What this task involves — Reproduce the entries exactly as they appear below.

Records shown —

PR #1582, opened 2025-12-05
Enhancement: thumbnail presets

kalisp:
## Changelog Description
This PR adds possibility to control `ExtractThumbnail` by profiles.

## Additional info
This was requested as a feature allowing different colorspaces for different tasks.

Contains conversion from older Settings format.

## Testing notes:
1. setup some overrides in `ayon+settings://core/publish/ExtractThumbnail` before deploying this one
2. use `Copy Setting from...` on `core` after deployment
3. Publish in Nuke/AE/Houdini/Fusion

PR #1953, opened 2026-07-14
Fix Extract Thumbnail settings conversions appending more profiles on copy settings

BigRoy:
## Changelog Description

Fix Extract Thumbnail settings conversions appending more profiles on copy settings

## Additional info

Bug was introduced with #1582

## Testing notes:
1. Duplicate profiles should be removed if copied from core <=1.9.8
2. Settings with overrides to Extract Thumbnail should correctly convert from core <1.7.0, without creating duplicates when copying settings again and again. Settings newer than 1.7.0 copied from should also not cause duplicates.

### DIFF
--- a/server/settings/conversion.py
+++ b/server/settings/conversion.py
@@ -1,8 +1,10 @@
 import re
 import copy
+import json
 from typing import Any
 
 from semver import VersionInfo
+from server.settings.conversion import parse_version
 
 from .publish_plugins import DEFAULT_PUBLISH_VALUES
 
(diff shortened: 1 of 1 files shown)


server/settings/conversion.py
```diff
@@ -376,4 +417,5 @@ def convert_settings_overrides(
     _convert_product_base_types_1_8_0(overrides)
     _convert_unify_profile_keys_1_8_0(overrides)
     _convert_burnin_offset_1_8_6(overrides, version)
+    _fix_duplicates_extract_thumbnail(source_version, overrides)
```
iLLiCiTiT: You can use `version` which is `VersionInfo`.
```suggestion
    _fix_duplicates_extract_thumbnail(version, overrides)
```

iLLiCiTiT: Or the other way around and use only `parse_version`.

iLLiCiTiT: Wait, where is `parse_version` comming from?

BigRoy: Haha yes - I pushed to quickly, sorry. Really have to leave and just wanted to make a draft and then noticed it pushed the half-broken commit. How about now?

server/settings/conversion.py
```diff
@@ -362,6 +374,35 @@ def _convert_burnin_offset_1_8_6(
...
+
+    processed_profiles: set[str] = set()
+    non_duplicate_profiles = []
+    for profile in list(profiles):
+        profile_hash = json.dumps(profile, sort_keys=True)
+        if profile_hash in processed_profiles:
+            # Skip duplicate
+            continue
+        processed_profiles.add(profile_hash)
+        non_duplicate_profiles.append(profile)
```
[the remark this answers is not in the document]
BigRoy: Settings really are JSON encodable by design - so this should never be the case.

moonyuet (approved):
Tested successfully in copying overrides in the ayon server

iLLiCiTiT (approved):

Reply —
PR #1582, opened 2025-12-05
Enhancement: thumbnail presets

kalisp:
## Changelog Description
This PR adds possibility to control `ExtractThumbnail` by profiles.

## Additional info
This was requested as a feature allowing different colorspaces for different tasks.

Contains conversion from older Settings format.

## Testing notes:
1. setup some overrides in `ayon+settings://core/publish/ExtractThumbnail` before deploying this one
2. use `Copy Setting from...` on `core` after deployment
3. Publish in Nuke/AE/Houdini/Fusion

PR #1953, opened 2026-07-14
Fix Extract Thumbnail settings conversions appending more profiles on copy settings

BigRoy:
## Changelog Description

Fix Extract Thumbnail settings conversions appending more profiles on copy settings

## Additional info

Bug was introduced with #1582

## Testing notes:
1. Duplicate profiles should be removed if copied from core <=1.9.8
2. Settings with overrides to Extract Thumbnail should correctly convert from core <1.7.0, without creating duplicates when copying settings again and again. Settings newer than 1.7.0 copied from should also not cause duplicates.

### DIFF
--- a/server/settings/conversion.py
+++ b/server/settings/conversion.py
@@ -1,8 +1,10 @@
 import re
 import copy
+import json
 from typing import Any
 
 from semver import VersionInfo
+from server.settings.conversion import parse_version
 
 from .publish_plugins import DEFAULT_PUBLISH_VALUES
 
(diff shortened: 1 of 1 files shown)


server/settings/conversion.py
```diff
@@ -376,4 +417,5 @@ def convert_settings_overrides(
     _convert_product_base_types_1_8_0(overrides)
     _convert_unify_profile_keys_1_8_0(overrides)
     _convert_burnin_offset_1_8_6(overrides, version)
+    _fix_duplicates_extract_thumbnail(source_version, overrides)
```
iLLiCiTiT: You can use `version` which is `VersionInfo`.
```suggestion
    _fix_duplicates_extract_thumbnail(version, overrides)
```

iLLiCiTiT: Or the other way around and use only `parse_version`.

iLLiCiTiT: Wait, where is `parse_version` comming from?

BigRoy: Haha yes - I pushed to quickly, sorry. Really have to leave and just wanted to make a draft and then noticed it pushed the half-broken commit. How about now?

server/settings/conversion.py
```diff
@@ -362,6 +374,35 @@ def _convert_burnin_offset_1_8_6(
...
+
+    processed_profiles: set[str] = set()
+    non_duplicate_profiles = []
+    for profile in list(profiles):
+        profile_hash = json.dumps(profile, sort_keys=True)
+        if profile_hash in processed_profiles:
+            # Skip duplicate
+            continue
+        processed_profiles.add(profile_hash)
+        non_duplicate_profiles.append(profile)
```
[the remark this answers is not in the document]
BigRoy: Settings really are JSON encodable by design - so this should never be the case.

moonyuet (approved):
Tested successfully in copying overrides in the ayon server

iLLiCiTiT (approved):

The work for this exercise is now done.